Notched fatigue behavior and stress analysis under multiaxial states of stress

The effect of notches on multiaxial fatigue behavior was studied using thin-walled tubular 2024-T3 aluminum specimens with a circular transverse hole. Constant amplitude fully reversed axial, torsion, and in-phase and 90° out-of-phase axial–torsion tests were performed in load control. Stress analysis was performed using both Neuber’s rule and FEA to study local stress distributions. Neuber’s rule was found to be in reasonable agreement with FEA results for all loading conditions considered. Fatigue crack initiation for all loading cases examined was experimentally observed to occur on planes of maximum shear. For the same equivalent nominal stress, experimental lives in pure torsion were longer than those for pure axial loading. In-phase fatigue lives were also longer than out-of-phase lives at the same equivalent stress. The nominal stress–life approach, applied by considering the fatigue notch factor along with both maximum principal stress and von Mises equivalent (or effective) stress, produced mostly non-conservative fatigue life predictions that varied by as much as a factor of 10 from experimental results.

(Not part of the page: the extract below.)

PR #448, opened 2020-08-19
FW-1710 - New end points for tasks list view and details view 

dy2288:
There is some code that I kept "disabled" in FirstVoicesData as a reference for the future. Created tests for the API, but not marshalers (TODO).


FirstVoicesREST/src/main/java/org/nuxeo/ecm/restapi/server/jaxrs/firstvoices/SimpleTaskObject.java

The local stress and strain–life approaches, based on von Mises effective stress or strain, resulted in reasonable correlation of test data at shorter fatigue lives, but became increasingly less accurate in the mid to high cycle fatigue regime, where predictions were in error by more than a factor of 10. The Fatemi–Socie critical plane parameter correlated all test data reasonably well (typically within a factor of 3) and is consistent with the experimentally observed damage mechanism for the tested material.